Já o deputado Sandro Mabel defende que o projeto de lei tem também o objetivo de estimular a especialização dos trabalhadores. “O texto permite que se terceirize tudo por especialidade, pois a especialização cada dia é maior e por isso é necessário regulamentá-la”, justificou o parlamentar.
Posições no TST
Em maio deste ano, a ministra Katia Arruda, do Tribunal Superior do Trabalho (TST) participou do evento “A Precarização do Trabalho nos 70 anos da Consolidação das Leis do Trabalho”, realizado pela Câmara Legislativa do Distrito Federal. Lá a ministra explicou os problemas da terceirização. “Para se ter uma ideia do tamanho do problema, na Petrobras são 295 mil terceirizados e só 76 mil trabalhadores diretos, mas os acidentes de trabalho alcançam principalmente os trabalhadores terceirizados”, disse. Para a ministra, a terceirização precisa ser melhor avaliada, regulada e discutida no Brasil.
A mesma opinião tem o presidente do TST, ministro Carlos Alberto Reis de Paula. Segundo ele, o assunto é delicado. “Na questão da terceirização temos que ter muito cuidado porque o trabalhador desprotegido se torna frágil”, argumentou. O ministro Maurício Godinho Delgado, também do TST, mostra-se preocupado com os projetos em tramitação no Congresso Nacional. O ministro fez a declaração em seminário realizado na Confederação Nacional da Indústria (CNI) no dia 20 de agosto último. ” Nós achamos que o projeto de lei que está sendo debatido generaliza a terceirização, torna a terceirização descontrolada e isso certamente vai rebaixar a renda do trabalho em índices alarmantes no país”, afirmou.
Godinho Delgado disse que acompanhou o processo todo. “Há cinco anos que acompanho essa tramitação e a minha ponderação é de que realmente não me parece o melhor caminho fazer uma generalização numa situação de descontrole completo da terceirização. Tudo poderá ser terceirizado por este projeto, até o trabalho doméstico poderá ser terceirizado. Acredito que o projeto não tem a dimensão da relevância do trabalho humano numa sociedade democrática. O projeto vê o trabalho humano como um custo”, finalizou o ministro.
Situação das empresas
As empresas de prestação de serviços, normalmente conhecidas como empresas terceirizadas de órgãos e empresas públicas, somam 22 posições das 100 empresas que possuem mais processos julgados nos tribunais trabalhistas brasileiros, ainda sem quitação.

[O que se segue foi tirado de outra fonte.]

PR #843, opened 2018-01-06
extend copyright to 2018

ldemailly:
preview:

screen shot 2018-01-05 at 6 21 51 pm

### DIFF
--- a/LICENSE
+++ b/LICENSE
@@ -186,7 +186,7 @@
       same "printed page" as the copyright notice for easier
       identification within third-party archives.
 
-   Copyright 2017 Istio Authors
+   Copyright 2017-2018 Istio Authors
 
    Licensed under the Apache License, Version 2.0 (the "License");
    you may not use this file except in compliance with the License.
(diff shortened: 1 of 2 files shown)


geeknoid:
I don't believe this is necessary. The copyright date simply needs to reflect the date of creation and doesn't need to include date of mutation. We're not going to patch all our source code copyrights in this way for example.

ldemailly:
it looks odd/a bit sloppy to have a site with an old copyright, usually it's at least current with the year

for instance:
cnn:
screen shot 2018-01-06 at 10 57 32 am

Facebook:
screen shot 2018-01-06 at 11 00 07 am

etc

geeknoid:
How about we just go with the latest year than, like CNN and Facebook and
K8s?

© 2018 The Kubernetes Authors

We could in fact make this automatic based on the site build time if we'd
like.

ldemailly:
changed to just 2018, yes extracting the year is I guess what the next line does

Entre as 20 primeiras empresas do ranking, seis são ligadas a segmentos da atividade agrícola (agroindústria e agropecuária); outras cinco pertencem ao setor de terceirização de mão de obra, vigilância, conservação e limpeza; quatro atuam na área de transportes (duas aéreas, Vasp e Sata, e duas rodoviárias, Viplan e Wadel); e duas são bancos públicos (Banco do Brasil e Caixa Econômica Federal/CEF).
Apenas as cinco empresas de terceirização de mão de obra, vigilância e serviços gerais listadas entre as 20 mais, somam 9.297 processos. A Sena Segurança Inteligente Ltda., por exemplo, figurava na lista de 2011 na 9ª posição, em 2012 subiu para 5º e em 2013 está em 2º lugar, atrás apenas da Vasp.
Segundo estudo de 2012 do Sindicato das Empresas de Prestação de Serviços a Terceiros (Sindeprestem), de São Paulo, o setor emprega 10,5 milhões de pessoas. Esse número representa 31% dos 33,9 milhões de trabalhadores com carteira, de acordo com a Pesquisa Nacional por Amostra de Domicílios (PNAD) feita em 2011 pelo Instituto Brasileiro de Geografia e Estatística (IBGE).”